_Data to examine_
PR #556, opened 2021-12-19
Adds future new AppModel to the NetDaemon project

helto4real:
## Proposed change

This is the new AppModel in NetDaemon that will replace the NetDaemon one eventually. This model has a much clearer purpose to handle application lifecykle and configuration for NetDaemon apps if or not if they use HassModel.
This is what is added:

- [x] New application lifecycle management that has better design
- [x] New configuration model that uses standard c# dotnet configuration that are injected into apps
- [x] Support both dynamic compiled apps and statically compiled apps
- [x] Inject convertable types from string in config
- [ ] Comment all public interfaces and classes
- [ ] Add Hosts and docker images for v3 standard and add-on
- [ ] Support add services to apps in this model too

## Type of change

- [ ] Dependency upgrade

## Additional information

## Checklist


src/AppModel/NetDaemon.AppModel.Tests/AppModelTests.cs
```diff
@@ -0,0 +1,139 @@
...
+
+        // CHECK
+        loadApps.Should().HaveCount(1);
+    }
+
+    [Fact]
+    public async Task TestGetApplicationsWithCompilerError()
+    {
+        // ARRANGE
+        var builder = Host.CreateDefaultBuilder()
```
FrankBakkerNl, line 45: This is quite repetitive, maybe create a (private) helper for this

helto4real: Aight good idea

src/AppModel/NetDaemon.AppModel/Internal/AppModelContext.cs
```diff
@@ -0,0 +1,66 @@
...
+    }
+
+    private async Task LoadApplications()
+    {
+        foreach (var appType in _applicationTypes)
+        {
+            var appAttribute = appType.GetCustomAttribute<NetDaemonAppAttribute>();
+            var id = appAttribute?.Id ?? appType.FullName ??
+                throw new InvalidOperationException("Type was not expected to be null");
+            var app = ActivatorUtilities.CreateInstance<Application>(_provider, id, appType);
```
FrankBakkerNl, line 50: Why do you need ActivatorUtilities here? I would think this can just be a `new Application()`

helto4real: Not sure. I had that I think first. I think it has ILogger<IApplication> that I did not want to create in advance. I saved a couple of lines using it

==

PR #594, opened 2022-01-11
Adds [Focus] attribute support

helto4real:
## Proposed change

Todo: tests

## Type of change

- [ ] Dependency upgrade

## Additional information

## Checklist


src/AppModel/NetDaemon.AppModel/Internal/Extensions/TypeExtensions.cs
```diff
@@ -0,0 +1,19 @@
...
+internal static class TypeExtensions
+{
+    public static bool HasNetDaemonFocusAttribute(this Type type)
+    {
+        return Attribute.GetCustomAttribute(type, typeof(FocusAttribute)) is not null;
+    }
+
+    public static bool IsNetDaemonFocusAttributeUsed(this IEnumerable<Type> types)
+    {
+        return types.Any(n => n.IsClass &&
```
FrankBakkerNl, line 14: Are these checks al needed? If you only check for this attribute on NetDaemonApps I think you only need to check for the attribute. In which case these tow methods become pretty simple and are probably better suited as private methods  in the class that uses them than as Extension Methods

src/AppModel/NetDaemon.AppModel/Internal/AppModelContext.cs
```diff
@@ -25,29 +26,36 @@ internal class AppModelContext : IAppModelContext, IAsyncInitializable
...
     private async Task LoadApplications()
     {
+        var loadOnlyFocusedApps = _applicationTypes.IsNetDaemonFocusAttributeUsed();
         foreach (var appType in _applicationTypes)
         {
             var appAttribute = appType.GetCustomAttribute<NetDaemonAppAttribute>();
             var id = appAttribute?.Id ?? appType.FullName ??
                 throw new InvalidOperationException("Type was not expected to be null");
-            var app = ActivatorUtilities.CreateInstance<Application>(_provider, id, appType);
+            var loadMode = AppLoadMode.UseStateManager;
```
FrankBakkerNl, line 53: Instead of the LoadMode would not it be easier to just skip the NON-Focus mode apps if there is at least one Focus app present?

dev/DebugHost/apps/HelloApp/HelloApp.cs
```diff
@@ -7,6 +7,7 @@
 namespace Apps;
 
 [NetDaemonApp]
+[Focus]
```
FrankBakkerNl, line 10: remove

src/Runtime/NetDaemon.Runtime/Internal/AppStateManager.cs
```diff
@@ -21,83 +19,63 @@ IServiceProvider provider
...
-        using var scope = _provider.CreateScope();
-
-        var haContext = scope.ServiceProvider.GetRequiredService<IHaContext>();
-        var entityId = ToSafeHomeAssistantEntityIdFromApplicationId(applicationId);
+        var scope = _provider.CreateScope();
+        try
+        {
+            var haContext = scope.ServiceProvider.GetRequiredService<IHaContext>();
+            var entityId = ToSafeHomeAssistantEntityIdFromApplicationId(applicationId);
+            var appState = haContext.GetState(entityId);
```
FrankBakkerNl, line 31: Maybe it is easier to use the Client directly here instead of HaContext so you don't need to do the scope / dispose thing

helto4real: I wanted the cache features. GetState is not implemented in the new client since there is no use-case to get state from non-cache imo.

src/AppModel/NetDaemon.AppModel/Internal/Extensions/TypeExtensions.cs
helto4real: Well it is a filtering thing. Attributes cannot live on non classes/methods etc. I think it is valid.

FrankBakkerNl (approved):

==

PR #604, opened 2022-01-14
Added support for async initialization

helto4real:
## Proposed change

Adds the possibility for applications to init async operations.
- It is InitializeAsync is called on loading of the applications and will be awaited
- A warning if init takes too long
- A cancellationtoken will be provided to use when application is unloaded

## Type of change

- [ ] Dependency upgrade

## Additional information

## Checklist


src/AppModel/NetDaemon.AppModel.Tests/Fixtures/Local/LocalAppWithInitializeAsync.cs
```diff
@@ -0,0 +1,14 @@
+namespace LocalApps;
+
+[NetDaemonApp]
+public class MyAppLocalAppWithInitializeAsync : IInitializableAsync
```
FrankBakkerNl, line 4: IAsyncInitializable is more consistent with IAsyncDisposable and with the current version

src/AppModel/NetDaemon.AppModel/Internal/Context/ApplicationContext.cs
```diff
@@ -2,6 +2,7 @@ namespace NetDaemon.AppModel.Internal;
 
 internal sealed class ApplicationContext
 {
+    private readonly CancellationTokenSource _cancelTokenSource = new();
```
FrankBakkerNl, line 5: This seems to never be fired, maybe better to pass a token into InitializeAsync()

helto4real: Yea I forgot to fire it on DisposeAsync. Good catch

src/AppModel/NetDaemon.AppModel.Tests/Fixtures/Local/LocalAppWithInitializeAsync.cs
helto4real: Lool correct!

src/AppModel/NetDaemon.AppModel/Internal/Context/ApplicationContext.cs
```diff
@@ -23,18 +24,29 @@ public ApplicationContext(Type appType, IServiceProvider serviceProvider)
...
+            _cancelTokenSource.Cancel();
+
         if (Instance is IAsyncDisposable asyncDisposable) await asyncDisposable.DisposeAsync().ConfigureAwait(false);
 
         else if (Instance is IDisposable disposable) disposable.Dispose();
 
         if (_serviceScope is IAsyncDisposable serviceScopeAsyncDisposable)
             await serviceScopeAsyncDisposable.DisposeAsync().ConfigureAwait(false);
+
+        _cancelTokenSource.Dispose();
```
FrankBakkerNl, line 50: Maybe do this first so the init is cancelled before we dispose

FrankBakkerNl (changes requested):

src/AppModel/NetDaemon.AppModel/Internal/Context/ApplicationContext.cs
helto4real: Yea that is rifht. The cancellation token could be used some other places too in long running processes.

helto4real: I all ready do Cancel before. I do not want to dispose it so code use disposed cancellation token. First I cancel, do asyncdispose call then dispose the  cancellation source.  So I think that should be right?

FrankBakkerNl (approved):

_Required action_
Above are the records; copy exactly the lines from the line with "PR #556, opened 2021-12-19" through the line with "- [x] New application", both included.

_Response to the exercise_
PR #556, opened 2021-12-19
Adds future new AppModel to the NetDaemon project

helto4real:
## Proposed change

This is the new AppModel in NetDaemon that will replace the NetDaemon one eventually. This model has a much clearer purpose to handle application lifecykle and configuration for NetDaemon apps if or not if they use HassModel.
This is what is added:

- [x] New application lifecycle management that has better design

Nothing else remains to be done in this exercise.